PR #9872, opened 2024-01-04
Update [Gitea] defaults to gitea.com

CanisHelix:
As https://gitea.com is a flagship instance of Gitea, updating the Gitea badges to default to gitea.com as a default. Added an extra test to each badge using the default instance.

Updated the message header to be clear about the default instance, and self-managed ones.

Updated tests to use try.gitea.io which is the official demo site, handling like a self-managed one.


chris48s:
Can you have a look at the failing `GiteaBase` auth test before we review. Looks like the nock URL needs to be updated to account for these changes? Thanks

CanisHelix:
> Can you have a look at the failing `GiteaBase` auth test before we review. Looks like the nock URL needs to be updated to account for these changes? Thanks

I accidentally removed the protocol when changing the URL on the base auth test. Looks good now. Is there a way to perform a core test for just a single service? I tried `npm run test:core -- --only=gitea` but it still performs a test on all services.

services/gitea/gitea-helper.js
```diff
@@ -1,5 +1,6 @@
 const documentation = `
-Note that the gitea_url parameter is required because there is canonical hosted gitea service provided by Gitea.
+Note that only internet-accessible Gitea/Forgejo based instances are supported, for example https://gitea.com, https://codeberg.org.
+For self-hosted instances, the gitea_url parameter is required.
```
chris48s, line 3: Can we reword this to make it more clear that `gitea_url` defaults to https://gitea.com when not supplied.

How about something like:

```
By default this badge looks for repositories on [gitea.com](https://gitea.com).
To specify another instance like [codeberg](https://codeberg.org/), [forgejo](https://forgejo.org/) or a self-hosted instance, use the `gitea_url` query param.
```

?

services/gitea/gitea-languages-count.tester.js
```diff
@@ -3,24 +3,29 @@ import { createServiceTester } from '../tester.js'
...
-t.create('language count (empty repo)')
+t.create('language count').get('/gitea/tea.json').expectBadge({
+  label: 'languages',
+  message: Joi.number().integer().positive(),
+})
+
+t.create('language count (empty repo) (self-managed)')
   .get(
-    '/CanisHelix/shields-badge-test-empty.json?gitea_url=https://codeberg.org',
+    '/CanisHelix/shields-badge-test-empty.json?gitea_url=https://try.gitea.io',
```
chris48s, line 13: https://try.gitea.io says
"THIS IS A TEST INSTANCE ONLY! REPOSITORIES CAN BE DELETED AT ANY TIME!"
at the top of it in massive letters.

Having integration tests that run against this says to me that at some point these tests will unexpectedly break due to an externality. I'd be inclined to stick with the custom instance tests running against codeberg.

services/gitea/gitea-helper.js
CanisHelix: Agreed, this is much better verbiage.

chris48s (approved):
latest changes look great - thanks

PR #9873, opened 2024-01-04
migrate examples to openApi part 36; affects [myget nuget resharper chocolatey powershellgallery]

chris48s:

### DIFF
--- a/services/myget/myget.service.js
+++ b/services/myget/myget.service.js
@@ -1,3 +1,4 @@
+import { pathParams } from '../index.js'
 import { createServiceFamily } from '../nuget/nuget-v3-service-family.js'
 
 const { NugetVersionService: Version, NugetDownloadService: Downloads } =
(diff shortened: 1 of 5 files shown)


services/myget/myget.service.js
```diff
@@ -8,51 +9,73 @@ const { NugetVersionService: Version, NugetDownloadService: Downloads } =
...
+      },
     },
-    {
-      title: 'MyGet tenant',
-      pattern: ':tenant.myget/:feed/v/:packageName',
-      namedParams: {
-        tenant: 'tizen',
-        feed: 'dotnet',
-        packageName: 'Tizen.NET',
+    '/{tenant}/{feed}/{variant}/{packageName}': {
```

* Aim of the task *
Each line of the entries that contains the word "empty" should be listed.

* Problem solution *
-t.create('language count (empty repo)')
+t.create('language count (empty repo) (self-managed)')
-    '/CanisHelix/shields-badge-test-empty.json?gitea_url=https://codeberg.org',
+    '/CanisHelix/shields-badge-test-empty.json?gitea_url=https://try.gitea.io',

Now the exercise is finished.